Ram Baboo

Personal information
- Born: 20 March 1999 (age 27) Sonbhadra, Uttar Pradesh, India
- Branch: Indian Army
- Service years: 2021–present
- Rank: Naib Subedar

Sport
- Sport: Athletics
- Event: 35 km race walk
- Coached by: Ronald Weigel

Achievements and titles
- Personal bests: 2:29:56 NR (2023)

Medal record
Men's athletics
Representing India
Asian Games
| Bronze medal – third place | 2022 Hangzhou | 35km race walk mixed |

= Ram Baboo =

Indian race walker (born 1999)

Ram Baboo (born 20 March 1999) is an Indian race walker. He won a bronze medal in the 35 km race walk mixed event at the 2022 Asian Games.
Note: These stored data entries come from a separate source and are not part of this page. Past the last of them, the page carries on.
Issue #3384, opened 2025-07-15
Rewrite the city list to use Mui


LeandraH:
### Describe the Problem

Let's use Mui for the city list! And also for the list of nearby cities!
New design: https://www.figma.com/design/o5p3ArtrrmOqG6lJggAQE5/%F0%9F%9F%A8-Designsystem-Integreat--MUI-?node-id=3046-11401&m=dev
Mui list: https://mui.com/material-ui/react-list/

You may also use a list Divider check this discussion: https://github.com/digitalfabrik/integreat-app/pull/3417#pullrequestreview-3070260672

### Describe Your Preferred Solution

Rewrite the city list and the nearby city list to use the Mui list components (in particular, the sticky subheader should work nicely for the letters staying on as subheaders) and the new design, of course!

### Related Issues

Part of #3231

steffenkleinle:
Done in #3384

PR #3475, opened 2025-08-16
3384: Rewrite city list with mui components

steffenkleinle:
### Short Description

Rewrite the city list with mui components.

### Proposed Changes

- Use the different mui components to implement the city list, list items, list texts, list buttons, ...
- Add shared class CityListGroup
- Add helpers for dividers

### Side Effects

N/A

### Testing

Test the city list and try different queries, location settings, screen sizes.

### Resolved Issues

Fixes: #3384

---

### DIFF
--- a/web/src/components/CityListGroup.tsx
+++ b/web/src/components/CityListGroup.tsx
@@ -1,0 +1,48 @@
+import shouldForwardProp from '@emotion/is-prop-valid'
+import ListItem from '@mui/material/ListItem'
+import ListSubheader from '@mui/material/ListSubheader'
+import { styled } from '@mui/material/styles'
+import React, { ReactElement } from 'react'
+
+import { CityModel } from 'shared/api'
+
+import CityEntry from './CityEntry'
+import List from './base/List'
+
+export const StyledListSubheader = styled(ListSubheader, { shouldForwardProp })<{ stickyTop: number }>`
+  top: ${props => props.stickyTop}px;
+  transition: top 0.2s ease-out;
+`
+
+const StyledListItem = styled(ListItem)`
+  flex-direction: column;
+`
+
+type CityListGroupProps = {
+  title: string
+  cities: CityModel[]
+  stickyTop: number
+  languageCode: string
+  filterText: string
+  NoItemsMessage?: string | ReactElement
+}
+
+const CityListGroup = ({
+  title,
+  cities,
+  stickyTop,
+  filterText,
+  languageCode,
+  NoItemsMessage = 'search:nothingFound',
+}: CityListGroupProps): ReactElement => (
+  <StyledListItem key={title} alignItems='flex-start'>
+    <List
+      Header={<StyledListSubheader stickyTop={stickyTop}>{title}</StyledListSubheader>}
+      items={cities}
+      renderItem={city => <CityEntry key={city.code} city={city} language={languageCode} filterText={filterText} />}
+      NoItemsMessage={NoItemsMessage}
+    />
+  </StyledListItem>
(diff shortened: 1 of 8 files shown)


web/src/utils/index.tsx
```diff
@@ -0,0 +1,7 @@
+import Divider from '@mui/material/Divider'
+import React, { ReactElement } from 'react'
+
+export const join = <T, U>(items: T[], separator: (index: number) => U): (T | U)[] =>
+  items.flatMap((item, index) => [item, separator(index)]).slice(0, -1)
+
+export const withDividers = (items: ReactElement[]): ReactElement[] => join(items, index => <Divider key={index} />)
```
lunars97, line 7: there is a suggestion from the documentation, I think it is better to implement as they are suggesting `If you're using the Divider to wrap other elements, such as text or chips, we recommend changing its rendered element to a plain <div> using the component prop, and setting role="presentation". This ensures that it's not announced by screen readers while still preserving the semantics of the elements inside it.`

lunars97 (approved):
Looks really nice! Thank you :fire:

web/src/components/CityListGroup.tsx
```diff
@@ -0,0 +1,62 @@
...
+
+const CityListGroup = ({
+  title,
+  cities,
+  stickyTop,
+  filterText,
+  languageCode,
+  NoItemsMessage = 'search:nothingFound',
+}: CityListGroupProps): ReactElement => (
+  <StyledListItem key={title} alignItems='flex-start'>
```
LeandraH, line 52: ❓ I find this naming confusing, I would expect a `StyledListItem` to be an item in the list.

LeandraH (commented):
Nice, this looks pretty good already, but the spacings don't seem to match those in the design, and frankly look a little weird to me. The line before a new letter is longer than the other ones, and the single letters are also not aligned with the city names. The single letters also don't have a line under them. And the space given to each city name seems too high to me, it looks weird. According to the design, they should each be 56px but the ones here are 68px. This is all in Firefox.

Image

web/src/components/base/List.tsx
```diff
@@ -0,0 +1,32 @@
...
+}
+
+const List = <T,>({ Header, items, renderItem, NoItemsMessage, className }: ListProps<T>): ReactElement => {
+  if (items.length === 0) {
+    return typeof NoItemsMessage === 'string' ? <Failure errorMessage={NoItemsMessage} /> : NoItemsMessage
+  }
+  return (
+    <StyledMuiList className={className}>
+      {Header}
+      {withDividers(items.map(renderItem))}
```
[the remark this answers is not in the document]
steffenkleinle: What built-in divider do you mean? This helper function uses the mui Divider under the hood 🤔

steffenkleinle:
@LeandraH I did a few adjustments, most importantly I now use one list as it is supposed to be over many sublists for each letter. This cleans up the spacing and sizing quite a bit already.
One main points remain:
Due to the fact that each list item (i.e. city) is a link/pressable, additional padding is necessary, otherwise the on press ripple would look really weird. I also kind of like it like this to create some more visual distinction between the sub headers (A, B, C, ...) and the actual list items. Obviously not implemented like this in the design.

I also removed the dividers between the cities and only kept the ones between the groups, I think the whole list looks a lot cleaner like this 🤔 

Please let me know what you think (also cc @hauf-toni).
It would currently look like this:
image

LeandraH (approved):
Nice, looks good to me, but I would appreciate another look at it from @hauf-toni as well :)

Baboo met the qualification standard for the 2024 Paris Olympics but did not secure a berth, finishing fourth among athletes from his country, which was restricted to three entries.

== Early life ==
Baboo was born in Bahuara village in Sonbhadra district, Uttar Pradesh. His achievement received widespread coverage as he was working as a daily wage labourer and a waiter at a hotel even as he was training for athletics. He did his schooling from Jawahar Navodaya Vidyalaya and did six months training at Major Dhyanchand Sports College, Saifai, eventually moving to Sports Authority of India, Bhopal for his training.